Content starts

PR #155, opened 2022-03-07
Removed cpu limits for calico-node, calico-typha, and the calico autoscalers and increased the memory limits

ScheererJ:

/area networking
/kind technical-debt

Removed cpu limits for calico-node, calico-typha, and the calico autoscalers (calico-node-vertical-autoscaler, calico-typha-horizontal-autoscaler, calico-typha-vertical-autoscaler) and increased the memory limits.

The memory limits of calico-node and calico-typha will no longer be autoscaler, but they are static at a fairly
high level. CPU limits are no longer enforced to prevent unnecessary throttling.
The downside of the current approach is that it will only be applied to new clusters. Existing clusters will stay
with the existing limits, which can be removed, though.

None.

**Release note**:

```other operator
Calico components will no longer have cpu limits in new clusters, calico memory limits will no longer be autoscaled, but they set to a high static value.
```

/invite @dguendisch

### DIFF
--- a/charts/internal/calico/templates/node-cpva/configmap-node-vertical-autoscaling.yaml
+++ b/charts/internal/calico/templates/node-cpva/configmap-node-vertical-autoscaling.yaml
@@ -17,17 +17,9 @@ data:
           }
         },
         "limits": {
-          "cpu": {
-            "base": "320m",
-            "step": "80m",
-            "nodesPerStep": 10,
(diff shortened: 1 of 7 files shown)


dguendisch (approved):
/lgtm
thank you!

DockToFuture (approved):
/lgtm

PR #161, opened 2022-03-15
Adapt calico-kube-controllers to remove cpu limit and increase readiness probe timeout.

ScheererJ:

/area networking
/kind bug

Adapt calico-kube-controllers to remove cpu limit and increase readiness probe timeout.

In bigger clusters with a lot of activity the calico-kube-controllers pod may run into
throttling issues due to the cpu limit. Furthermore, the readiness probe may timeout.
Fixes #

**Release note**:

```other operator
Adapt calico-kube-controllers to remove cpu limit and increase readiness probe timeout.
```


DockToFuture (approved):
/lgtm

PR #179, opened 2022-05-11
Fixed check if kube-proxy can be disabled.

ScheererJ:

/area networking
/kind bug

Fixed check if kube-proxy can be disabled.

Kube-proxy can be disabled in conjunction with calico if (and only if)
the ebpf dataplane is used. Unfortunately, the previous check did not
handle the default case, i.e. if no dataplane is configured, well. Now,
the correct default, i.e. iptables dataplane, is used.

None.

**Release note**:

```other operator

```


DockToFuture (approved):
/lgtm

PR #184, opened 2022-05-19
Increase memory limit of calico kube-controllers as new release requires more memory on large clusters

ScheererJ:

/area networking
/kind bug

Increase memory limit of calico kube-controllers as new release requires more memory on large clusters.

None.

**Release note**:

```other operator
Increased memory limit of calico kube-controllers to 2Gi.
```


DockToFuture (approved):
/lgtm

Content ends

§ Task requirements
Write out exactly each line of the entries, starting at the one containing "throttling issues due" and finishing with the last line.

§ Written reply
throttling issues due to the cpu limit. Furthermore, the readiness probe may timeout.
Fixes #

**Release note**:

```other operator
Adapt calico-kube-controllers to remove cpu limit and increase readiness probe timeout.
```


DockToFuture (approved):
/lgtm

PR #179, opened 2022-05-11
Fixed check if kube-proxy can be disabled.

ScheererJ:

/area networking
/kind bug

Fixed check if kube-proxy can be disabled.

Kube-proxy can be disabled in conjunction with calico if (and only if)
the ebpf dataplane is used. Unfortunately, the previous check did not
handle the default case, i.e. if no dataplane is configured, well. Now,
the correct default, i.e. iptables dataplane, is used.

None.

**Release note**:

```other operator

```


DockToFuture (approved):
/lgtm

PR #184, opened 2022-05-19
Increase memory limit of calico kube-controllers as new release requires more memory on large clusters

ScheererJ:

/area networking
/kind bug

Increase memory limit of calico kube-controllers as new release requires more memory on large clusters.

None.

**Release note**:

```other operator
Increased memory limit of calico kube-controllers to 2Gi.
```


DockToFuture (approved):
/lgtm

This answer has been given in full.